To the best of our knowledge, this study represents the first comprehensive examination of clinical and epidemiological characteristics of COVID-19 hospitalized patients in the UAE, encompassing multiple centres and spanning various phases of the pandemic. The study provides insights on potential risk factors associated with the severity of COVID-19, which can aid decision makers and inform population level public health strategies. Although prior infections and vaccinations have significantly reduced the overall risk of severe outcomes compared to the early stages of the pandemic, the risk factors identified in this study are likely to continue influencing relative risks in the future.
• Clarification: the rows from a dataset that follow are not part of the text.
PR #2882, opened 2023-05-17
fixing broken links

anaxceron:
Fixing broken links as a result of moving ZE content to the ZE wiki. Fixing other links found in Link Checker


zFernand0 (approved):
Thanks for fixing the links! 
LGTM! 😋

PR #2888, opened 2023-05-22
adding job cancellation to ZE sample use cases

anaxceron:
Added the **Cancelling a job** section to [Sample Use Cases](https://docs.zowe.org/stable/user-guide/ze-use-cases/)


traeok (approved):
LGTM, thanks @anaxceron!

However, our study does have limitations. The clinical homogeneity of our study participants was compromised due to the 21-month period during which the clinical landscape of COVID-19 naturally evolved. The emergence of different variants of the virus across waves of the pandemic may have contributed to evolving clinical presentations of the disease over time. We were unable to consider the strains in our analysis since the data in the medical records of the four participating hospitals lacked this information. Furthermore, our study had low response rate, which was mostly attributed to the fact that many of the participants were non reachable expatriates who had left the country or changed their phone numbers. In addition, incomplete laboratory results exist as not all patients underwent the same battery of tests across participating hospitals. The absence of uniform data across all cases may affect the comprehensiveness of our analysis, potentially missing critical information that could further elucidate COVID-19 characteristics and risk factors. Moreover, our study may be susceptible to survival bias as it excluded individuals who passed away during the follow-up period. This exclusion may skew our findings towards less severe cases and fail to capture valuable insights into the full spectrum of COVID-19 severity.
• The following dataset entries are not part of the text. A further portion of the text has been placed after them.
PR #2892, opened 2023-05-23
ZE known limitation re: creds

anaxceron:
Added new section re: ZE known limitation surrounding credentials and virtual environments

### DIFF
--- a/docs/troubleshoot/ze/ze-known-limits.md
+++ b/docs/troubleshoot/ze/ze-known-limits.md
@@ -1,0 +1,26 @@
+# Known Zowe Explorer limits
+
+### Mismatched credentials when using Zowe Explorer and Zowe CLI
+
+#### Limitation
+
+Mismatching credentials can potentially lock you out from using Zowe CLI and Zowe Explorer in Visual Studio Code with either Windows Subsystem for Linux (WSL) or Remote Secure Shell (SSH).
+
+WSL allows developers to run a Linux environment on Windows without the need for a separate virtual machine or dual booting. When using Zowe Explorer with WSL, two parallel processes take place: VS Code runs on the Windows operating system, while code execution and tooling happen within the Linux environment. 
+
+With Remote SSH, the network protocol provides users with a secure connection to a remote computer. When using this protocol with Zowe Explorer, you can securely connect to a remote machine or a remote development environment. 
+
+Both WSL and Remote SSH provide more tools for mainframe developers, but they also have limitations when it comes to credentials.
+
+Authentication information used in Zowe Explorer &mdash; such as usernames and passwords, SSH keys, API Mediation Layer tokens &mdash; resides on the developer’s local machine, not the Linux environment or the remote server or virtual machine. This is because credential storage is managed by VS Code, which runs on Windows.
+
+Using the VS Code integrated terminal with virtual machines does not include access to the credentials stored by Zowe Explorer in the local machine. Zowe CLI, for example, is not able to retrieve credentials saved on a developer’s PC when accessing the mainframe. Instead it attempts to use any credentials stored in the virtual machine.
+
+This can lead to confusion and inconsistencies when authenticating and accessing resources.
+
+#### Solution
+
+It is crucial to ensure that credentials are carefully managed between the local machine and the remote server to maintain proper authentication. 
+
+To avoid any potential issues (such as being locked out) caused by credential mismatch or discrepancies, credentials in both local and virtual/remote machines must match.
+
--- a/docs/troubleshoot/ze/ze-known-limits.md
+++ b/docs/troubleshoot/ze/ze-known-limits.md
@@ -1,4 +1,4 @@
-# Known Zowe Explorer limits
+# Known Zowe Explorer limitations
 
 ### Mismatched credentials when using Zowe Explorer and Zowe CLI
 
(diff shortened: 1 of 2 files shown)


docs/troubleshoot/ze/ze-known-limits.md
```diff
@@ -0,0 +1,26 @@
+# Known Zowe Explorer limits
```
adam-wolfe, line 1: I think "Known Zowe Explorer limitations" is clearer.

docs/troubleshoot/ze/ze-known-limits.md
```diff
@@ -0,0 +1,26 @@
...
+
+Mismatching credentials can potentially lock you out from using Zowe CLI and Zowe Explorer in Visual Studio Code with either Windows Subsystem for Linux (WSL) or Remote Secure Shell (SSH).
+
+WSL allows developers to run a Linux environment on Windows without the need for a separate virtual machine or dual booting. When using Zowe Explorer with WSL, two parallel processes take place: VS Code runs on the Windows operating system, while code execution and tooling happen within the Linux environment. 
+
+With Remote SSH, the network protocol provides users with a secure connection to a remote computer. When using this protocol with Zowe Explorer, you can securely connect to a remote machine or a remote development environment. 
+
+Both WSL and Remote SSH provide more tools for mainframe developers, but they also have limitations when it comes to credentials.
+
+Authentication information used in Zowe Explorer &mdash; such as usernames and passwords, SSH keys, API Mediation Layer tokens &mdash; resides on the developer’s local machine, not the Linux environment or the remote server or virtual machine. This is because credential storage is managed by VS Code, which runs on Windows.
```
adam-wolfe, line 15: Comment regarding "This is because credential storage is managed by VS Code, which runs on Windows."

VS Code can be run under Linux and MacOS as well. I think the key point is that VS Code will load credentials from the local filesystem (or whatever filesystem contains the OS that hosts VS Code) rather than from a WSL VM or remote SSH connection that VS Code could be using. Maybe @zFernand0 can check me on how this should be worded.

docs/troubleshoot/ze/ze-known-limits.md
```diff
@@ -0,0 +1,26 @@
...
+
+Using the VS Code integrated terminal with virtual machines does not include access to the credentials stored by Zowe Explorer in the local machine. Zowe CLI, for example, is not able to retrieve credentials saved on a developer’s PC when accessing the mainframe. Instead it attempts to use any credentials stored in the virtual machine.
+
+This can lead to confusion and inconsistencies when authenticating and accessing resources.
+
+#### Solution
+
+It is crucial to ensure that credentials are carefully managed between the local machine and the remote server to maintain proper authentication. 
+
+To avoid any potential issues (such as being locked out) caused by credential mismatch or discrepancies, credentials in both local and virtual/remote machines must match.
```
adam-wolfe, line 25: @zFernand0, I don't know that this is something we would want to mention here (to avoid confusing people), but it seems like there could be situations where a user may want to access services using different credentials in a VM or via ssh for testing purposes or to access different resources.

Would it be safer to say "credentials in both ... _should_ match."? It is acceptable as-is, but if there is nothing stopping a user who wants to intentionally use different credentials via VM or SSH, we may not want to tell them that they cannot do it.

docs/troubleshoot/ze/ze-known-limits.md
anaxceron: good point, that was awkward wording. updated.

docs/troubleshoot/ze/ze-known-limits.md
```diff
@@ -0,0 +1,26 @@
...
+
+With Remote SSH, the network protocol provides users with a secure connection to a remote computer. When using this protocol with Zowe Explorer, you can securely connect to a remote machine or a remote development environment. 
+
+Both WSL and Remote SSH provide more tools for mainframe developers, but they also have limitations when it comes to credentials.
+
+Authentication information used in Zowe Explorer &mdash; such as usernames and passwords, SSH keys, API Mediation Layer tokens &mdash; resides on the developer’s local machine, not the Linux environment or the remote server or virtual machine. This is because credential storage is managed by VS Code, which runs on Windows.
+
+Using the VS Code integrated terminal with virtual machines does not include access to the credentials stored by Zowe Explorer in the local machine. Zowe CLI, for example, is not able to retrieve credentials saved on a developer’s PC when accessing the mainframe. Instead it attempts to use any credentials stored in the virtual machine.
```
sbohnert, line 17: Change last line to:
"Instead, Zowe CLI attempts to ..."

docs/troubleshoot/ze/ze-known-limits.md
zFernand0: You do have a good point.
I believe I suggested Windows thinking only about WSL(2).
But it's possible for someone on any flavor of Linux or MacOS to be running VSCode and connecting over remote SSH to another machine.

How about...
"This is because credential storage is managed by VS Code, which stores them using the host's Operating System Credential Manager"?

(or some other flavor) 😋

docs/troubleshoot/ze/ze-known-limits.md
zFernand0: That's fair. 👍🏽 
We can be more lenient (._.?) in the way we state it 😋

zFernand0 (commented):
I agree with Adam's comments and suggested something for the first one 😋 
Thank you both! 🥳

adam-wolfe (approved):
LGTM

However, while we acknowledge the constraints and potential biases inherent in our research, these limitations do not diminish the importance and knowledge gained from this study. Our findings offer insights that can significantly benefit our understanding and management of COVID-19.

6 Conclusion

Our findings highlight the association between crowding, obesity, diabetes, severe dehydration, cough or sore throat, shortness of breath, increased days from symptoms onset to admission, elevated ANC levels, and elevated AST/SGOT levels with an increased risk of severe COVID-19 symptoms. This underscores the importance of rigorous screening protocols in healthcare facilities, enabling early identification and intervention for individuals with these risk factors. Incorporating risk factors into surveillance protocols will help healthcare systems identify high risk individuals, allocate resources efficiently and respond rapidly to outbreaks ultimately improving public health outcomes.